Diskussion über die Identität der Autochthonen

Die Beziehungen und Konvergenzen zwischen den schlesischen Gemeinschaften und der deutschen Minderheit scheinen eines der wichtigsten Probleme der autochthonen Gemeinschaften zu sein. Eine Diskussion über ihre Identitäten und gegenseitigen Beziehungen ist längst überfällig. Spectrum.direct beabsichtigt, Stimmen zu diesem Thema zu veröffentlichen. Es beginnt mit dem folgenden Text von Jan Sotor, in dem der Autor auf die historischen Parallelen hinweist und die Missverständnisse zwischen diesen Gemeinschaften beklagt.

Alte fotos

Alte Alben sind eine Fundgrube für Kuriositäten und interessante Fotos. Wieder blätterte ich Bild für Bild durch und diese Fotos fielen mir in die Hand. Wir Schlesier sind nicht überrascht, dass unsere Großeltern in Familienalben schwarze Kreuze und nicht den polnischen Adler tragen, das ist für uns normal. Belastet es unser Gewissen? Für irgendjemanden sicher, aber nicht für mich, denn es ist ein Stück meiner Geschichte und meiner Familie. Ich weiß, wo ich geboren wurde, weil ich meine Wurzeln erforscht habe, und ich bin mir sicher: Es gibt keine Spur polnischer Abstammung in ihnen. 

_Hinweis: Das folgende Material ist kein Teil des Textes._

PR #175, opened 2026-08-26
Send full state instead of deltas

### LINKED ISSUE #149: Define one shared delta-merge rule for `client/state`, `server/state`, and `group/update`
_Revised after the review by @maximmaxim345. The proposal is now smaller: it unifies the mechanical rules, and it keeps the difference in the minimum content._

## Problem

Three messages carry a state update: `client/state`, `server/state` and `group/update`. Each message gives its own merge rules.

| | `client/state` | `server/state` | `group/update` |
|---|---|---|---|
| Merge | the server MUST merge, and keeps absent fields | the client "will merge" | the client "should merge" |
| `null` clears | not defined | a null leaf clears the field, a null role object clears the role | not defined |
| Merge depth | not defined | shallow, a nested object is replaced in full | not defined |
| First full message | the first message, and the full role state when a role becomes active | the first message for each role, and the first message after the role becomes active again | the first message on a connection |
| Minimum content | MAY send only changed fields, MAY send the full state | "Only include fields that have changed" | "only the changed fields" |

The first four rows are the same procedure with three descriptions. Only the last row is a true difference.

The spec says that the difference is intentional: "The asymmetry with `client/state` is deliberate". But it does not give the reason.

## Change

Give the mechanical rules one time, in the Communication section of messaging.md. Keep the difference in the minimum content, and give the reason for it.

> State-carrying messages (`client/state`, `server/state`, `group/update`) are delta updates. The first message for a scope MUST carry that scope's full state: the initial `client/state` on a connection and a role's full state when it becomes active in `active_roles`; the first `server/state` for a role on a connection and the first after the role is re-added to `active_roles`; the first `group/update` on a connection. Subsequent messages carry the fields that have changed; the receiver MUST merge each message into existing state, retaining the last value of any absent field. The merge is shallow: a nested object is replaced or cleared as a whole, never deep-merged, so nested objects are always sent complete. Where a field or role object is clearable (typed `| null`), setting it to `null` clears it; a role object set to `null` clears all of that role's state. A role's definition MAY defer when a merge is applied (see scheduled updates).
>
> Servers SHOULD send only the fields that have changed. Clients MAY instead resend unchanged fields, up to their full state: the server is the more capable side, so a client may keep its implementation simple.

Then each message keeps one sentence and its field list. Remove the note about the intentional difference, because the new rule gives the reason.

The note in `server/activate` and the note in `roles/player/v1.md` already point to these rules. Change the anchors only.

## Effect on behavior

None. The rule keeps the current minimum-content requirement for each direction.

## Open point: the metadata timestamp

@maximmaxim345 found a problem in the first version of this proposal. It permitted the server to resend unchanged fields. That is not safe for the `metadata` role.

A metadata client calculates the position from the `timestamp` and the `progress` of the last message with a `progress` object. Thus an unchanged `progress` under a new `timestamp` moves the calculated position.

The revised rule prevents this, because the server keeps the minimum-content requirement. But PR #135 makes the server resend the fields of a scheduled message. Thus the two rules meet in that case.

Select one solution:

1. A resent value keeps its original timestamp.
2. The `metadata` role keeps its own rule, because its `timestamp` gives the fields a different function.

Solution 2 is possibly better, because the problem comes from the role, not from the merge procedure.

## Correction to make at the same time

The controller object in `server/state` has mandatory leaves without the type `| null`. Thus the general null rule and the schema do not fully agree today. The new rule must say that the field type controls this behavior.

## Sequence with PR #135

PR #135 changes the same `server/state` paragraphs. It adds scheduled updates: a future `timestamp` delays the merge, a null role object removes a pending update, and the first message for a role must have a past or present timestamp.

These rules apply to one role. They are not merge rules. Thus they stay with `server/state` and the role files, and they use the sentence "A role's definition MAY defer when a merge is applied".

Merge PR #135 first. Then apply this change on top of it.

kahrendt:
`client/state`, `server/state` and `group/update` each defined their own merge rules, and the three disagreed on whether merging was required, whether `null` cleared a field, how deep the merge went, and which message had to be complete (#149). Rather than reconcile them into one rule, drop merging.

## Changes:

- All three messages carry full state on every message.
- For `client/state` and `server/state` the role object is the unit: an included object carries that role's full state, and an omitted one leaves that role's state unchanged. Differential updates survive at role granularity, which is what the optional role objects were always for.
- Drop the `| null` variant from leaf fields in the `metadata` and `color` objects. A role object may still be `null` in `server/state`, which is how the server ends a role's state when it drops the role from `active_roles`, and it was never a delta mechanism.
- `group/update`'s `playback_state`, `group_id` and `group_name` are no longer optional.

What this costs is bandwidth on metadata text, which is sent on state change rather than continuously; anything large already travels as a binary message. What it saves is the reconciliation layer on the receiving side, which has been a steady source of bugs and runs to a few hundred lines in a client that gets it right.

## Fields whose absence carried a second meaning

Dropping the merge silently repurposes every optional field that used to mean "unchanged". Each one is now stated where the reader meets the field, rather than in a rule they have to remember:

- `metadata.progress`: omitting it clears the client's position, so the server includes it in every `metadata` state that has a position to report. Track position is calculated from the current metadata state rather than from the last message that happened to include `progress`, which only made sense while absent meant unchanged. A resent `progress` is measured at the new `timestamp` rather than copied forward under it, which the merge rules used to make moot by never resending it at all.
- The player state object's `supported_commands`: absence now says the player accepts no commands, which is what `[]` already says. The `?` goes rather than the redundant encoding staying around to silently revoke `set_output_delay`. Both other `supported_commands` in the spec are already non-optional.
- Role objects themselves, covered by the omitted-object rule above.

## Follow-on cleanups

- The player role's "Delta updates" paragraph is gone.
- `REQUIRED for players` on the three non-optional fields in the player state object goes with it. It was an anchor for that paragraph, `?` already marks optionality (see the note under Communication), and the object is player-only.
- The `available: false` handling no longer describes sending a `group/update` carrying only `playback_state`.

This conflicts with #135 on `messaging.md`, `roles/metadata/v1.md` and `roles/color/v1.md`, in that PR's favour: with no merging, its rule that the first message after a scheduled one must repeat the scheduled message's fields has nothing left to do.

Out of scope: the `management/set-pairing-config` patch semantics in `management.md`, which is a configuration API rather than state streaming.

Closes #149
Refs #101

## Breaking changes

Both directions break, not just the server.

Servers must send full `server/state` and `group/update` messages instead of deltas. A client that still merges keeps stale leaves, because clearing a leaf is now omission rather than an explicit `null`.

Clients must send full `client/state` messages, and a player must now always carry `supported_commands`. A client that still sends deltas has them read as full state, so every field it omits is dropped rather than retained. Neither side errors.


roles/metadata/v1.md
```diff
@@ -7,21 +7,21 @@ The `metadata` object in [`server/state`](../../messaging.md#server--client-serv
...
-  - `track?`: integer | null - track number on the album (1-indexed), null if unknown or not applicable
-  - `progress?`: object | null - playback progress information. The server must send this object whenever playback state changes (play, pause, resume, seek, playback speed change)
+  - `title?`: string - track title
+  - `artist?`: string - primary artist(s)
+  - `album_artist?`: string - album artist(s)
+  - `album?`: string - name of the album or release that this track belongs to
+  - `artwork_url?`: string - URL to artwork image. Useful for clients that want to forward metadata to external systems or for powerful clients that can fetch and process images themselves
+  - `year?`: integer - release year in YYYY format
+  - `track?`: integer - track number on the album (1-indexed), absent if unknown or not applicable
+  - `progress?`: object - playback progress information. The server must send this object whenever playback state changes (play, pause, resume, seek, playback speed change)
```
maximmaxim345:
```suggestion
  - `progress?`: object - playback progress information. Omitting it clears the client's position, so include it in every `metadata` state that has a position to report. The server must send a new `metadata` state whenever playback state changes (play, pause, resume, seek, playback speed change)
```

The wording still sounded like you should only send the progress object (which of course clears all other metadata).

messaging.md
```diff
@@ -314,13 +316,9 @@ Client sends commands to the server. Contains command objects based on the clien
 
 Server sends state updates to the client. Contains role-specific state objects.
 
-Only include fields that have changed. The client will merge these updates into existing state. A leaf field set to `null` should be cleared from the client's state; a whole role object set to `null` clears all of that role's state.
-
-The merge is shallow: a nested object (e.g., `metadata.progress`) is replaced or cleared as a whole, never deep-merged, so nested objects are always sent complete.
+Every message MUST carry the full state of each role object it includes.
```
maximmaxim345: While omitting a field is still allowed (the `?` in `color?` for example), that case is now undefined behavior.

maximmaxim345 (commented):
Can you also expand the breaking changes section of the description to clients that used differential updates? `client/state` also changes after all.

messaging.md
maximmaxim345: I think we should still allow differential updates on a role by role basis. I assume that also was your intention since you kept the `?` and `null` here and in the other messages.

maximmaxim345 (approved):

Meine Familie war immer schlesisch und preußisch. Warum sollte ich lügen und sagen, dass ich Pole bin, wenn ich mich aufgrund meiner Herkunft nicht so fühle? Eine kontroverse Meinung, aber das ist meine Meinung, Punkt. 

Was die Fotos betrifft, so wurde das erste Foto von meinem Platz aus aufgenommen und zeigt meinen Opa Johanes und links davon seinen Onkel Franz. Über beide könnte man viel schreiben, aber ich werde mich kurzfassen, um nicht zu sehr zu langweilen. Sie wurden in Muchenitz geboren, ihre erste Sprache war Deutsch, ihre zweite Schlesisch, zu Hause lief schon seit vielen Jahren Wasser aus dem Hahn, und Lesen und Schreiben waren nicht neu. Ich würde sogar sagen, dass sie sehr intelligente und kreative Menschen waren. 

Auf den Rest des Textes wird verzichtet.